Various goals and ideas:

  • General Scribble-like syntax:

    \cmd[ expression ...]{textbody}

    This is roughly equivalent to embedding the result of evaluating:

    (cmd expression ... "textbody")

    Both [ expression ...] and {textbody} are optional. (We need some convention or delimiter to end cmd, especially when textbody is missing.) The cmd is also optional, inwhich case the expressions are embedded in the output.

  • The start delimiter and the end delimiter must be different - both for the entire string, and for embedded textbodies. This is for easier parsing (and catching errors) for both humans and tools. E.g. #"some text"# or #{some text} or #{some text}# depending on the delimiters chosen.

  • There should be some convention for stripping off indentation.

  • Should support optional end delimitors. This is useful to make long texts more readable, and also to catch errors. For example:

    \cmd{some body stuff \cmd}
    

    Here the two instances of cmd have to match. (The end \cmd has to be immediatly followed by ‘}’ to avoid ambiguity.)

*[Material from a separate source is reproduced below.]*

PR #621, opened 2026-05-21
feat(moa): chunked output_text.delta so /v1/responses streams smoothly

### LINKED ISSUE #618: MoA: stream the winning worker's tokens instead of one-shot delta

  • Support format specifiers:

    \~3d(length l)
    

    is equivalent to:

    \[(format "~3d" (length l))]
    

    Should also handle printf-style format specifers: \%3d(length l).

  • Handle localization. I.e. some marker to indicate the string should be localized, in the manner of (and compatible with) GNU gettext. Optionally specify a localization key (to use as an index in the translation database); if there is no key specified, default to using the literal parts of the string.

  • Note in general the result is a “text”, which is a generalization of a string: A text is a sequence of characters *or* other values. If an embedded expression evaluates to a non-string, it is not automatically converted to a string. Conversion to a string is done on demand, for example on printing. (This is similar to values in the XML data model.)